[[ Task material open ]]
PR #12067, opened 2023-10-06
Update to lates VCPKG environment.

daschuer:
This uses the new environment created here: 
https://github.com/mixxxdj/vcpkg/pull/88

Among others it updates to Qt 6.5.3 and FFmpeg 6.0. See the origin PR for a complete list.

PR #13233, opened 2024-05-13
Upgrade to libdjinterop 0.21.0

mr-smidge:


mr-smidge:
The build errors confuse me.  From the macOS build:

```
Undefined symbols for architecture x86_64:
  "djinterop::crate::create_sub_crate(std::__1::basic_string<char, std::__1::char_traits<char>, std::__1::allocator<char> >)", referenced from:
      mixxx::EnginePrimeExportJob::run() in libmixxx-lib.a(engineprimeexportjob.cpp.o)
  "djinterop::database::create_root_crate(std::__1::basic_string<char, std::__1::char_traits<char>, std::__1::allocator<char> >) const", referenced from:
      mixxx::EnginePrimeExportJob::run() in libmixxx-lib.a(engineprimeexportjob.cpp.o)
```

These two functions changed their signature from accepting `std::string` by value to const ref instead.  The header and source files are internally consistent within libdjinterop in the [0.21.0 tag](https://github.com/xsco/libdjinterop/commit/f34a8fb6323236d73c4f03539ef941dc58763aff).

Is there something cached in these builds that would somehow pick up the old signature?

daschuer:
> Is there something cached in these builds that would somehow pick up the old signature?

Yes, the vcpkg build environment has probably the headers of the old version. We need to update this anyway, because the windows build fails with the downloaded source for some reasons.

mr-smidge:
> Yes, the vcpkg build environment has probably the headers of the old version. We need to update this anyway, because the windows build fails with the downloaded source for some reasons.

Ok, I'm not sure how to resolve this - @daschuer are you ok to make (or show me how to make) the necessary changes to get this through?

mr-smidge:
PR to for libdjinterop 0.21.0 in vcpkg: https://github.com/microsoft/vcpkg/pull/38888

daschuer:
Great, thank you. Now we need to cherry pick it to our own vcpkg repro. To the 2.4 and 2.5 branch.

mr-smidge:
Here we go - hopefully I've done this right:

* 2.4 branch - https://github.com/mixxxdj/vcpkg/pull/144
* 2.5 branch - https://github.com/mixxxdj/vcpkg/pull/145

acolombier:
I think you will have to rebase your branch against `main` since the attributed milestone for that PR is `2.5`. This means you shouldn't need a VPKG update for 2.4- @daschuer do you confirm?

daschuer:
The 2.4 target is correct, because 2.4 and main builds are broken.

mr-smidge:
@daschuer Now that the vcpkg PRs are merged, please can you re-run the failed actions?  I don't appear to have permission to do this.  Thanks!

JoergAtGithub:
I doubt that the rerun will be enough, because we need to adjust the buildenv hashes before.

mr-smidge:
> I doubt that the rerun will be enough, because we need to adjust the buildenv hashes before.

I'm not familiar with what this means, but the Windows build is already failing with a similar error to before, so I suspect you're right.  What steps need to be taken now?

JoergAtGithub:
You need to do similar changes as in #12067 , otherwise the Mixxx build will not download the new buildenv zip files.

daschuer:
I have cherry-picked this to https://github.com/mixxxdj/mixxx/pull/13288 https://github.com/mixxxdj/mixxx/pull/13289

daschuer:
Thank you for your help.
[[ Task material closed ]]
> _What you are asked to do_:
All that is wanted is the number of lines in the records that include the string "something".

> _Answer to the exercise_:
2